PR #479, opened 2025-08-12
Add interfaces for jwt-cpp compatibility

aligirayhanozbay:
I want to extend the [jwt-cpp library](https://github.com/Thalhammer/jwt-cpp) so it has reflect-cpp compatibility. The interfaces exposed by reflect-cpp are already almost compatible with the traits expected by jwt-cpp, but a small addition to rfl::Object is needed so that it exposes a `std::size_t count(const key_type& key) const` method. This PR adds that methd.


liuzicheng1987:
@aligirayhanozbay thanks for the contribution!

•••••

● What you are asked to do
Across the whole listing above, report each line that includes "interfaces".

● Final answer
Add interfaces for jwt-cpp compatibility
I want to extend the [jwt-cpp library](https://github.com/Thalhammer/jwt-cpp) so it has reflect-cpp compatibility. The interfaces exposed by reflect-cpp are already almost compatible with the traits expected by jwt-cpp, but a small addition to rfl::Object is needed so that it exposes a `std::size_t count(const key_type& key) const` method. This PR adds that methd.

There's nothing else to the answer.